#### [Exercise]
Write down every entry once more, exactly as it reads.

#### [Input for this task]

PR #1120, opened 2017-02-09
Fall back to English when content is in an unsupported locale

suzannehamilton:
The content schema locales include some locales which are not supported by Rails by default, such as `tk` and `zh`. This triggers an exception in ApplicationController when it attempts to set the application locale from the content locale.

I think this is an edge case of #1117, which fixed the way the application locale was extracted from the content.

This was causing flaky tests when a random content item was generated. For example, help_controller_test would fail about 20% of the time when a content item with an unsupported language was generated. Example seed: 47089.

This fix checks whether the content's locale is in the list locales supported by the Rails application, and falls back to English if not.

A better long-term fix might be to align the locales in govuk-content-schemas with the available locales in GOVUK Rails applications. I'm just proposing this as a short-term fix to prevent errors on any real pages in these languages, and also fix the flaky test.

### DIFF
--- a/app/controllers/application_controller.rb
+++ b/app/controllers/application_controller.rb
@@ -83,7 +83,11 @@ protected
   end
 
   def set_language_from_publication
-    I18n.locale = @publication.locale || I18n.default_locale
+    I18n.locale = if @publication.locale && I18n.available_locales.map(&:to_s).include?(@publication.locale)
+                    @publication.locale
+                  else
+                    I18n.default_locale
+                  end
   end
 
   def content_item
--- a/test/functional/transaction_controller_test.rb
+++ b/test/functional/transaction_controller_test.rb
@@ -105,5 +105,23 @@ class TransactionControllerTest < ActionController::TestCase
         get :show, slug: "chwilio-am-swydd"
       end
     end
+
+    context "given a version in an unsupported language exists" do
+      setup do
+        @details = {
+          'id' => 'https://www.gov.uk/api/document-in-turkmen.json',
+          'web_url' => 'https://www.preview.alphagov.co.uk/document-in-turkmen',
+          'format' => 'transaction',
+          'details' => { "need_to_know" => "", "language" => "tk" },
+          'title' => 'Some title'
+        }
+        content_api_and_content_store_have_page("document-in-turkmen", @details)
+      end
+
+      should "set the locale to the English default" do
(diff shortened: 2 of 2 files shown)


app/controllers/application_controller.rb
```diff
@@ -83,7 +83,11 @@ def set_publication
   end
 
   def set_language_from_publication
-    I18n.locale = @publication.locale || I18n.default_locale
+    I18n.locale = if @publication.locale && I18n.available_locales.map(&:to_s).include?(@publication.locale)
```
whoojemaflip: Might I suggest setting the Rails `I18n.available_locales` to the list of locales supported by the schema instead of adding this complexity to the controller?

The list is
```
[
  "ar", "az", "be", "bg", "bn", "cs", "cy", "de", "dr", "el", "en", "es", 
  "es-419", "et", "fa", "fr", "he", "hi", "hu", "hy", "id", "it", "ja", "ka", 
  "ko", "lt", "lv", "ms", "pl", "ps", "pt", "ro", "ru", "si", "sk", "so", "sq", 
  "sr", "sw", "ta", "th", "tk", "tr", "uk", "ur", "uz", "vi", "zh", "zh-hk", 
  "zh-tw"
]
```

suzannehamilton:
In case it's useful for anyone: the list of content locales is in [definitions.json](https://github.com/alphagov/govuk-content-schemas/blob/master/formats/definitions.json) in govuk-content-schemas.

Of those, the locales not supported by Rails by default are: dr, hy, ka, ps, si, so, tk, zh, zh-hk, zh-tw.

tijmenb:
That's really odd, because I got the list of locales in definitions.json from checking Rails! 

https://github.com/alphagov/govuk-content-schemas/pull/364

Perhaps it would be better to update that list?

suzannehamilton:
@tijmenb Looks like government-frontend configures its own list of locales and translations, whereas most apps use the Rails defaults: https://github.com/alphagov/government-frontend/tree/master/config/locales

tijmenb:
Ah, that's of course where `available_locales` comes from.. Can we force/override `available_locales` somehow? Would be great to have one canonical list of languages that GOV.UK supports.

h-lame:
Maybe we all already know this but the reason for the list being different to rails defaults is that it's the list of languages available in whitehall, mostly for embassies and such to provide content in the languages widespread in their locality.

PR #1121, opened 2017-02-09
Frontend can now render migrated Answers from the content-store

whoojemaflip:
We removed the ability to render draft editions in `private-frontend` for Answers and HelpPage content. Now we have a working draft-stack, this seems redundant.


davidbasalla:
Looks great! :+1: We should only deploy this once we have frontend working on the draft stack. We'll also have to look into the issues with govuk_content_schemas...

PR #1124, opened 2017-02-10
Render migrated local transaction

davidbasalla:
Switch frontend to render local transactions from the content store (instead of content api).

Should only be merged once https://github.com/alphagov/publisher/pull/560 has been merged and all LocalTransaction content has been republished


davidbasalla:
We'll have a go at setting the `PLEK_SERVICE_#{service}_URI`s instead of that last commit...

PR #1130, opened 2017-02-16
Render Guide format content

whoojemaflip:
Bumped the schemas gem in order to give us the Example for testing.

Deleted `data-protection.json` fixture as it was not being used anymore.

Trello: https://trello.com/c/r2gA1lxN/640-migrate-guide-format-to-rendered


app/controllers/guide_controller.rb
```diff
@@ -1,11 +1,11 @@
 class GuideController < ApplicationController
   include ApiRedirectable
-  include Previewable
   include Cacheable
```
davidbasalla: Quick thought re including the `Cacheable` module. The main thing it does is `set_expiry` unless there's an edition param present. That's not really relevant for the migrated formats anymore. I guess we could leave it in the controllers for now (since it doesn't do any harm) and just make sure we remove it once we've migrated all formats and we're not sending user from Publisher to private-frontend anymore.

app/controllers/guide_controller.rb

#### [Answer section]
PR #1120, opened 2017-02-09
Fall back to English when content is in an unsupported locale

suzannehamilton:
The content schema locales include some locales which are not supported by Rails by default, such as `tk` and `zh`. This triggers an exception in ApplicationController when it attempts to set the application locale from the content locale.

I think this is an edge case of #1117, which fixed the way the application locale was extracted from the content.

This was causing flaky tests when a random content item was generated. For example, help_controller_test would fail about 20% of the time when a content item with an unsupported language was generated. Example seed: 47089.

This fix checks whether the content's locale is in the list locales supported by the Rails application, and falls back to English if not.

A better long-term fix might be to align the locales in govuk-content-schemas with the available locales in GOVUK Rails applications. I'm just proposing this as a short-term fix to prevent errors on any real pages in these languages, and also fix the flaky test.

### DIFF
--- a/app/controllers/application_controller.rb
+++ b/app/controllers/application_controller.rb
@@ -83,7 +83,11 @@ protected
   end
 
   def set_language_from_publication
-    I18n.locale = @publication.locale || I18n.default_locale
+    I18n.locale = if @publication.locale && I18n.available_locales.map(&:to_s).include?(@publication.locale)
+                    @publication.locale
+                  else
+                    I18n.default_locale
+                  end
   end
 
   def content_item
--- a/test/functional/transaction_controller_test.rb
+++ b/test/functional/transaction_controller_test.rb
@@ -105,5 +105,23 @@ class TransactionControllerTest < ActionController::TestCase
         get :show, slug: "chwilio-am-swydd"
       end
     end
+
+    context "given a version in an unsupported language exists" do
+      setup do
+        @details = {
+          'id' => 'https://www.gov.uk/api/document-in-turkmen.json',
+          'web_url' => 'https://www.preview.alphagov.co.uk/document-in-turkmen',
+          'format' => 'transaction',
+          'details' => { "need_to_know" => "", "language" => "tk" },
+          'title' => 'Some title'
+        }
+        content_api_and_content_store_have_page("document-in-turkmen", @details)
+      end
+
+      should "set the locale to the English default" do
(diff shortened: 2 of 2 files shown)


app/controllers/application_controller.rb
```diff
@@ -83,7 +83,11 @@ def set_publication
   end
 
   def set_language_from_publication
-    I18n.locale = @publication.locale || I18n.default_locale
+    I18n.locale = if @publication.locale && I18n.available_locales.map(&:to_s).include?(@publication.locale)
```
whoojemaflip: Might I suggest setting the Rails `I18n.available_locales` to the list of locales supported by the schema instead of adding this complexity to the controller?

The list is
```
[
  "ar", "az", "be", "bg", "bn", "cs", "cy", "de", "dr", "el", "en", "es", 
  "es-419", "et", "fa", "fr", "he", "hi", "hu", "hy", "id", "it", "ja", "ka", 
  "ko", "lt", "lv", "ms", "pl", "ps", "pt", "ro", "ru", "si", "sk", "so", "sq", 
  "sr", "sw", "ta", "th", "tk", "tr", "uk", "ur", "uz", "vi", "zh", "zh-hk", 
  "zh-tw"
]
```

suzannehamilton:
In case it's useful for anyone: the list of content locales is in [definitions.json](https://github.com/alphagov/govuk-content-schemas/blob/master/formats/definitions.json) in govuk-content-schemas.

Of those, the locales not supported by Rails by default are: dr, hy, ka, ps, si, so, tk, zh, zh-hk, zh-tw.

tijmenb:
That's really odd, because I got the list of locales in definitions.json from checking Rails! 

https://github.com/alphagov/govuk-content-schemas/pull/364

Perhaps it would be better to update that list?

suzannehamilton:
@tijmenb Looks like government-frontend configures its own list of locales and translations, whereas most apps use the Rails defaults: https://github.com/alphagov/government-frontend/tree/master/config/locales

tijmenb:
Ah, that's of course where `available_locales` comes from.. Can we force/override `available_locales` somehow? Would be great to have one canonical list of languages that GOV.UK supports.

h-lame:
Maybe we all already know this but the reason for the list being different to rails defaults is that it's the list of languages available in whitehall, mostly for embassies and such to provide content in the languages widespread in their locality.

PR #1121, opened 2017-02-09
Frontend can now render migrated Answers from the content-store

whoojemaflip:
We removed the ability to render draft editions in `private-frontend` for Answers and HelpPage content. Now we have a working draft-stack, this seems redundant.


davidbasalla:
Looks great! :+1: We should only deploy this once we have frontend working on the draft stack. We'll also have to look into the issues with govuk_content_schemas...

PR #1124, opened 2017-02-10
Render migrated local transaction

davidbasalla:
Switch frontend to render local transactions from the content store (instead of content api).

Should only be merged once https://github.com/alphagov/publisher/pull/560 has been merged and all LocalTransaction content has been republished


davidbasalla:
We'll have a go at setting the `PLEK_SERVICE_#{service}_URI`s instead of that last commit...

PR #1130, opened 2017-02-16
Render Guide format content

whoojemaflip:
Bumped the schemas gem in order to give us the Example for testing.

Deleted `data-protection.json` fixture as it was not being used anymore.

Trello: https://trello.com/c/r2gA1lxN/640-migrate-guide-format-to-rendered


app/controllers/guide_controller.rb
```diff
@@ -1,11 +1,11 @@
 class GuideController < ApplicationController
   include ApiRedirectable
-  include Previewable
   include Cacheable
```
davidbasalla: Quick thought re including the `Cacheable` module. The main thing it does is `set_expiry` unless there's an edition param present. That's not really relevant for the migrated formats anymore. I guess we could leave it in the controllers for now (since it doesn't do any harm) and just make sure we remove it once we've migrated all formats and we're not sending user from Publisher to private-frontend anymore.

app/controllers/guide_controller.rb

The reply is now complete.